╭──

PR #263, opened 2024-01-16
install: add --source-imgref

ondrejbudai:
blockdev: fix recognizing parent loop devices

lsblk returns TYPE == loop for loop devices, modify the code
so loop devices are correctly recognized.

---

install: make the source digest optional

This is a prep work for the following commit. It will implement pulling
the container image from an explicitly given container reference. Thus,
there's no need to always fetch the digest because the caller is being
explicit about the container image, so let's make the field optional.

---

install: add --source-imgref

bootc install and install-to-filesystem currently rely on the fact that they
run inside a podman container. That's quite inconvenient for using bootc
for osbuild, because osbuild already run everything in a container.
While having a container in a container is surely possible, it gets quite
messy.

Instead of going this route, this commit implements a new --source-imgref
argument. --source-imgref accepts a container image reference (the same one
that skopeo uses). When --source-imgref is used, bootc doesn't escape the
container to fetch the container image from host's container storage. Instead,
the container image given by --source-imgref is used.

Even when running in this mode, bootc needs to run in a container created from
the same container image that is passed using --source-imgref. However, this
isn't a problem to do in osbuild. This really just removes the need for bootc
to escape the container to the host mount namespace.

### DIFF
--- a/docs/install.md
+++ b/docs/install.md
@@ -234,3 +234,18 @@ At the current time, leftover data in `/` is **NOT** automatically cleaned up.  
 be useful, because it allows the new image to automatically import data from the previous
 host system!  For example, things like SSH keys or container images can be copied
 and then deleted from the original.
+
+### Using `bootc install to-filesystem --source-imgref <imgref>`
+
+By default, `bootc install` has to be run inside a podman container. With this assumption,
+it can escape the container, find the source container image (including its layers) in
+the podman's container storage and use it to create the image.
+
+When `--source-imgref <imgref>` is given, `bootc` no longer assumes that it runs inside podman.
+Instead, the given container image reference (see [containers-transports(5)](https://github.com/containers/image/blob/main/docs/containers-transports.5.md)
+for accepted formats) is used to fetch the image. Note that `bootc install` still has to be
+run inside a chroot created from the container image. However, this allows users to use
+a different sandboxing tool (e.g. [bubblewrap](https://github.com/containers/bubblewrap)).
+
+This argument is mainly useful for 3rd-party tooling for building disk images from bootable
+containers (e.g. based on [osbuild](https://github.com/osbuild/osbuild)).   
--- a/lib/src/blockdev.rs
+++ b/lib/src/blockdev.rs
@@ -197,7 +197,7 @@ pub(crate) fn find_parent_devices(device: &str) -> Result<Vec<String>> {
         let kind = dev
             .get("TYPE")
             .with_context(|| format!("device in hierarchy of {device} missing TYPE"))?;
-        if kind == "disk" {
+        if kind == "disk" || kind == "loop" {
             parents.push(name.clone());
         } else if kind == "mpath" {
             parents.push(name.clone());
--- a/lib/src/install.rs
+++ b/lib/src/install.rs
@@ -222,7 +222,7 @@ pub(crate) struct SourceInfo {
     /// Image reference we'll pull from (today always containers-storage: type)
     pub(crate) imageref: ostree_container::ImageReference,
     /// The digest to use for pulls
-    pub(crate) digest: String,
+    pub(crate) digest: Option<String>,
     /// Whether or not SELinux appears to be enabled in the source commit
     pub(crate) selinux: bool,
 }
@@ -384,7 +384,7 @@ impl SourceInfo {
         let selinux = crate::lsm::xattrs_have_selinux(&xattrs);
         Ok(Self {
             imageref,
-            digest,
+            digest: Some(digest),
             selinux,
         })
     }
@@ -572,8 +572,12 @@ async fn initialize_ostree_root_from_self(
     let mut temporary_dir = None;
     let src_imageref = if state.skopeo_supports_containers_storage {
         // We always use exactly the digest of the running image to ensure predictability.
-        let spec =
-            crate::utils::digested_pullspec(&state.source.imageref.name, &state.source.digest);
+        let digest = state
+            .source
+            .digest
+            .as_ref()
+            .ok_or_else(|| anyhow::anyhow!("Missing container image digest"))?;
+        let spec = crate::utils::digested_pullspec(&state.source.imageref.name, digest);
         ostree_container::ImageReference {
             transport: ostree_container::Transport::ContainerStorage,
             name: spec,
--- a/lib/src/install.rs
+++ b/lib/src/install.rs
@@ -103,6 +103,18 @@ pub(crate) struct InstallTargetOpts {
 }
 
 #[derive(clap::Args, Debug, Clone, Serialize, Deserialize)]
+pub(crate) struct InstallSourceOpts {
+    /// Install the system from an explicitly given source.
+    ///
+    /// By default, bootc install and install-to-filesystem assumes that it runs in a podman container, and
+    /// it takes the container image to install from the podman's container registry.
+    /// If --source-imgref is given, bootc uses it as the installation source, instead of the behaviour explained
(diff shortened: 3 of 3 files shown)


lib/src/blockdev.rs
```diff
@@ -197,7 +197,7 @@ pub(crate) fn find_parent_devices(device: &str) -> Result<Vec<String>> {
         let kind = dev
             .get("TYPE")
             .with_context(|| format!("device in hierarchy of {device} missing TYPE"))?;
-        if kind == "disk" {
+        if kind == "disk" || kind == "loop" {
```
cgwalters, line 200: Ah yes.  It would probably make sense to try to use a shared crate for dealing with block devices at some point.

lib/src/skopeo.rs
```diff
@@ -0,0 +1,23 @@
...
+use std::process::Command;
+
+#[derive(Deserialize)]
+#[serde(rename_all = "PascalCase")]
+pub(crate) struct Inspect {
+    pub(crate) digest: String,
+}
+
+/// Given an image ID, return its manifest digest
+pub(crate) fn oci_archive_digest(imageref: &str) -> Result<String> {
```
cgwalters, line 12: This isn't specific to oci archives right?  If we want it to be, let's make this a `&Utf8Path`, and then explicitly specify `dir:` below say.

If we want to keep it general...we also already use https://docs.rs/containers-image-proxy/latest/containers_image_proxy/ which is a handy Rust client for talking to skopeo, but I don't really in the end have a problem with being practical and just forking it either.

lib/src/install.rs
```diff
@@ -562,28 +614,37 @@ async fn initialize_ostree_root_from_self(
...
+                    &state.source.digest,
+                );
+                ostree_container::ImageReference {
+                    transport: ostree_container::Transport::ContainerStorage,
+                    name: spec,
+                }
+            } else {
+                let td = tempfile::tempdir_in("/var/tmp")?;
+                let path: &Utf8Path = td.path().try_into().unwrap();
+                let r = copy_to_oci(&state.source.imageref, path)?;
```
cgwalters, line 634: (Unrelated to this change, but I would probably be fine just hard dropping this hacky "copy to oci" code that I don't think we need anymore since c9s has a new enough skopeo and that's fine from my PoV)

Totally optional of course...just reminded by the seeing the code again here.  If you want I can also do a prep PR removing it (or feel free to yourself), it seems like it would simplify this change.

lib/src/install.rs
```diff
@@ -368,6 +394,31 @@ impl SourceInfo {
...
+            digest,
+            Some(HostMountnsInfo {
+                skopeo_supports_containers_storage,
+            }),
+        )
+    }
+
+    #[context("Gathering source info from an external source")]
+    pub(crate) fn from_imageref(imageref: &str) -> Result<Self> {
+        let digest = crate::skopeo::oci_archive_digest(imageref)?;
```
cgwalters, line 411: Today, the ostree-container stack very much handles just being passed a non-digested pull spec; we'll do the digest resolution there. An alternative here is to make `digest` an `Option<T>` instead.  I have a mild preference for this, but I'm also fine with the code as is.

cgwalters (commented):
Cool, thanks for this!  Overall mostly LGTM, just some nits and optionals.

lib/src/skopeo.rs
cgwalters: (Forgot to mention, see below where we could also probably drop this code)

lib/src/install.rs
cgwalters: Ended up doing this in https://github.com/containers/bootc/pull/265 - but I still don't have a really strong opinion - we can merge this before that one if you prefer too.

vrothberg (commented):
I'd love to see docs on that as well.  Which `containers-transports` are supported?  I feel that the name `--source` is so generic that different users/personas will have a very different interpretation/feeling for that a source may be.

lib/src/skopeo.rs
ondrejbudai: Dropped (see below).

lib/src/install.rs
ondrejbudai: No objections from my side. #265 has a failing test suite currently, though. I think that rebasing #265 on top of this PR might be easier, so I prefer landing this one first. I must admit that it's a tad bit selfish view, though. :angel:

lib/src/install.rs
ondrejbudai: I hope I understood your comment correctly. I made `digest` an `Option<T>`. This loses a bit of "null-safety" (handled gracefully, ofc), but it allowed me to drop the whole `skopeo` crate. I have a backup of the old code if we change our midns.

ondrejbudai:
> I'd love to see docs on that as well. Which `containers-transports` are supported? I feel that the name `--source` is so generic that different users/personas will have a very different interpretation/feeling for that a source may be.

I renamed `--source` to `--source-imgref`, and added some documentation about it. Does it work for you?

docs/install.md
```diff
@@ -234,3 +234,18 @@ At the current time, leftover data in `/` is **NOT** automatically cleaned up.
 be useful, because it allows the new image to automatically import data from the previous
 host system!  For example, things like SSH keys or container images can be copied
 and then deleted from the original.
+
+### Using `bootc install to-filesystem --source-imgref <imgref>`
```
cgwalters, line 238: I'm good with docs...

lib/src/install.rs
```diff
@@ -102,6 +102,18 @@ pub(crate) struct InstallTargetOpts {
...
 
+#[derive(clap::Args, Debug, Clone, Serialize, Deserialize)]
+pub(crate) struct InstallSourceOpts {
+    /// Install the system from an explicitly given source.
+    ///
+    /// By default, bootc install and install-to-filesystem assumes that it runs in a podman container, and
+    /// it takes the container image to install from the podman's container registry.
+    /// If --source-imgref is given, bootc uses it as the installation source, instead of the behaviour explained
+    /// in the previous paragraph. See skopeo(1) for accepted formats.
+    #[clap(long, hide = true)]
```
cgwalters, line 113: But documenting seems to clash with `hide = true`.  Either it's something we support ~forever or it's a hidden thing that could be removed in theory.  I guess given the state, we should probably lift `hide = true` right?

cgwalters (approved):
LGTM, just one final nit, feel free to merge after addressing!

lib/src/install.rs
ondrejbudai: I removed `hide = true`.

docs/install.md
```diff
@@ -234,3 +234,18 @@ At the current time, leftover data in `/` is **NOT** automatically cleaned up.
...
+
+By default, `bootc install` has to be run inside a podman container. With this assumption,
+it can escape the container, find the source container image (including its layers) in
+the podman's container storage and use it to create the image.
+
+When `--source-imgref <imgref>` is given, `bootc` no longer assumes that it runs inside podman.
+Instead, the given container image reference (see [skopeo(1)](https://github.com/containers/skopeo/blob/main/docs/skopeo.1.md)
```
vrothberg, line 245: Can we point to https://github.com/containers/image/blob/main/docs/containers-transports.5.md instead?  Are all of the transports supported?

vrothberg: Thanks!  After quick glimpse at the skopeo-proxy code it seems it supports all transports.  @cgwalters, do you confirm?

cgwalters: Yep, it does

cgwalters (approved):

╰──

*Work required:* Count, in the records above, the lines that contain the word "point"; the answer is that number alone.

*Response:* 2